End of an Era: Veteran list broker Ed Proctor dies at 90

Posted on by Chief Marketer Staff

Direct marketing lost one of its grand veterans on March 4 when Ed Proctor, who retired from the Guild Co. only last year after 68 years as a list broker, died at age 90.

Proctor, whose career spanned the Addressograph and computer eras, brokered lists for scores of mailers, including Newsweek, Walter Drake, Figi’s, Foster & Gallagher, Miles Kimball and Meredith. In an interview in 1996, the late Tom Foster described Proctor and his onetime assistant Fanny Simms as “two of the most legitimate people I ever met in the list business.”

“He was a wonderful gentleman,” said Hal Roberson, president of Guild Co. and Mail Marketing Inc. “He represented a different era, exemplified by character, honesty, loyalty and integrity.”
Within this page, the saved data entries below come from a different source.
PR #113, opened 2017-05-18
2.1.0 release

camillebaldock:


package.json
```diff
@@ -1,7 +1,7 @@
 {
   "name": "heroku-pg",
   "description": "Heroku CLI plugin to manage Postgres.",
-  "version": "2.0.26",
+  "version": "2.0.27",
```
msakrejda: This is for the creds changes, yeah? Shouldn't that be a `2.1.0`?

msakrejda (approved):
Minor suggestion, but +1

package.json
camillebaldock: it doesn't break any of the existing behaviour but it does add a lot of new commands so yes agreed, i'm updating now

camillebaldock:
@dickeyxxx hi! what is the process for releasing updated npm packages for a new heroku-pg version?

camillebaldock:
Has been released

PR #115, opened 2017-05-18
Repeat gross hack from 67d874ed0b4c977bbc96e5d9289f48571443dc58

### LINKED ISSUE #114: pg:ps fails with 'column "waiting" does not exist'
i'm running this command against heroku postgres 9.6.x databases. i'm running from OSX, heroku CLI installed via brew. 
```
heroku pg:ps --app rivaliq-usertest
ERROR:  column "waiting" does not exist
LINE 7:  waiting,
         ^
Timing is on.
Expanded display is used automatically.
Null display is "(null)".
Time: 73.484 ms
```

```
heroku --version
heroku-cli/6.6.13-57fc242 (darwin-x64) node-v7.9.0

which heroku
/usr/local/bin/heroku

ls -l /usr/local/bin/heroku
lrwxr-xr-x  1 spollack  admin  33 May 18 13:17 /usr/local/bin/heroku -> ../Cellar/heroku/6.6.7/bin/heroku

cat /usr/local/Cellar/heroku/6.6.7/libexec/node_modules/heroku-pg/package.json | grep "version"
  "version": "2.0.26",
```

I see there was a fix here in heroku-pg to be compatible with pg 9.6.x, but it doesn't seem to be working for me. 

Thanks,
Seth

msakrejda:
This is pretty awful but it's reasonably robust. A better fix probably involves introducing a real Postgres driver rather than trying to coral psql into acting like one for us.

Fixes #114

### DIFF
--- a/commands/ps.js
+++ b/commands/ps.js
@@ -13,20 +13,20 @@ function * run (context, heroku) {
 
   let db = yield fetcher.database(app, database)
 
+  const num = Math.random()
+  const waitingMarker = `${num}${num}`
+
   let waitingQuery = `
-SELECT EXISTS(
+SELECT '${num}' || '${num}' WHERE EXISTS (
   SELECT 1 FROM information_schema.columns WHERE table_schema = 'pg_catalog'
     AND table_name = 'pg_stat_activity'
     AND column_name = 'waiting'
-) AS available
+)
 `
-
   let waitingOutput = yield psql.exec(db, waitingQuery)
-  let waiting = 'wait_event IS NOT NULL AS waiting'
-
-  if (waitingOutput.includes('t')) {
-    waiting = 'waiting'
-  }
+  let waiting = waitingOutput.includes(waitingMarker)
+                ? 'waiting'
+                : 'wait_event IS NOT NULL AS waiting'
 
   let query = `
 SELECT


fnando (approved):
I don't know what's happening here, so yay?

msakrejda:
@fnando basically the old code does something like `execSync('psql -c "select ..."')` (where the select returns a boolean) and then looks for `t` in the result (psql's default rendering of `true`). An expected response on stdout look something like this:

```console
maciek@mothra:~$ psql --no-psqlrc -c "select true as available" 2>/dev/null
 available 
-----------
 t
(1 row)
```

So yes, if everything goes as expected, that does contain `t`, `includes('t')` is true, and everything is fine. 

However, there are a hundred different reasons from localization to various `.psqlrc` settings to FSM knows what for a `t` to be returned in the body of the response aside from the query evaluating to `true`, so this is a very bad way to do this. However, fixing this properly involves bringing in the `pg` module and retrofitting a bunch of call sites, so as a more robust hack, I'm constructing a string that's vanishingly unlikely to occur in any actual response, then concatenating it to itself (so that it's never echoed in an error that includes the text of the query), and only producing it in the response if the condition holds.

PR #119, opened 2017-05-23
Better error message when destroying a credential with attachments

camillebaldock:
Before:
```
heroku pg:credentials:destroy --name hello -a camille-main-app

 ▸    Credential hello must be detached from all other apps before destroying.
```

After:
```
heroku pg:credentials:destroy --name hello -a camille-main-app

 ▸    Credential hello must be detached from the apps ⬢ camille-secondary-app, ⬢ camille-main-app before destroying.
```


msakrejda (approved):
Excellent. +1

PR #120, opened 2017-05-26
Add np for more convenient releases

camillebaldock:


package.json
```diff
@@ -29,6 +29,7 @@
     "heroku-client": "3.0.2",
     "mocha": "3.2.0",
     "nock": "9.0.11",
+    "np": "^2.15.0",
```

A tall, thin man with a wry sense of humor, Edward Walcott Proctor Jr. was born in 1909 and grew up in Teaneck, NJ. His father, Edward, was a list broker and general manager for Guild Co. – a list firm founded in 1899 by Charles Howard Guild – and acquired the company after Guild’s death in 1920 (see Directions, January).
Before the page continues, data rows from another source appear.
PR #121, opened 2017-05-26
Should not combine --force and --all

camillebaldock:
Before:

`heroku pg:credentials:rotate --force --all -a camille-hobby-app`

After:

`Cannot force rotate the default credential.`

We should not allow `--force` with `--all` since we do not support force rotation of the default credential.

### DIFF
--- a/commands/credentials/rotate.js
+++ b/commands/credentials/rotate.js
@@ -16,7 +16,11 @@ function * run (context, heroku) {
   }
   let cred = flags.name || 'default'
   if ((cred === 'default' || all) && 'force' in flags) {
-    throw new Error('Cannot force rotate the default credential.')
+    if (all) {
+      throw new Error('Cannot force rotate all credentials: the default credential cannot be force rotated.')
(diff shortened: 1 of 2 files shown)


commands/credentials/rotate.js
```diff
@@ -12,11 +12,11 @@ function * run (context, heroku) {
...
 
   if (all && 'name' in flags) {
-    cli.exit(1, 'cannot pass both --all and --name')
+    throw new Error('cannot pass both --all and --name')
   }
   let cred = flags.name || 'default'
-  if (cred === 'default' && 'force' in flags && !all) {
-    cli.exit(1, 'Cannot force rotate the default credential.')
+  if ((cred === 'default' || all) && 'force' in flags) {
+    throw new Error('Cannot force rotate the default credential.')
```
msakrejda: The message doesn't quite match the `all` case but close enough I guess.

msakrejda (approved):
+1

After attending the Hackley boarding school in Tarrytown, NY, Proctor attended Cornell University and planned a career in journalism. But at the height of the Depression in 1931, his father told him he had to leave school and come work for the company.

Proctor immersed himself in the list business, and soon was attending clients like Davis Paint Co. of Kansas City, and American Products of Cincinnati. Lists sometimes rented for as little as $3, and “there was less cheating because there were less people to cheat,” Proctor once joked.

Part of his job was convincing such companies to put their own lists up for rental, and to use Guild as exclusive broker of the list. “In those days, customers’ names were coveted,” he said in an interview in 1995. “Mailers thought they were the only person in the world with that particular name.”

After joining the Navy as an ensign in 1942, Proctor served on a destroyer in the South Pacific. In July 1945, while recovering in a naval hospital from an eye infection, he learned of his father’s death. Soon he was back home running Guild Co., which had suffered during the war years. Thanks to the postwar boom and Proctor’s 18-hour work days, Guild Co. soon turned around. Proctor brokered massive list orders for Newsweek, McCall’s and Redbook.

In 1951 he was visited by Tom Foster, who had recently started the firm later known as Foster & Gallagher and wanted to put his list on the market. “[Proctor] was tall and lean, and even when it was 98 degrees he would have a three-piece suit on,” remembered Foster.

The same year, Proctor moved his office from New York to Englewood, NJ, making Guild Co. the first list firm to move to the suburbs. “People thought I was crazy for moving,” he laughed.

Proctor sold the business to Bob Dale in the early 1970s, although he continued to run it. In 1975 the firm was acquired by Wayne Willereth. It is located in Haworth, NJ.

Although he officially retired in 1979, Proctor continued working a few days a week at Guild, brokering clients like Walter Drake. Illness forced him to stop working last year. Friends fondly remembered that to the very end Proctor told the story of William Stroh, who left Guild’s Chicago office in the 1930s to start his own firm.

Proctor is survived by his wife Mary; his son Edward W. Proctor III; his daughter Talley Wright; and several grandchildren.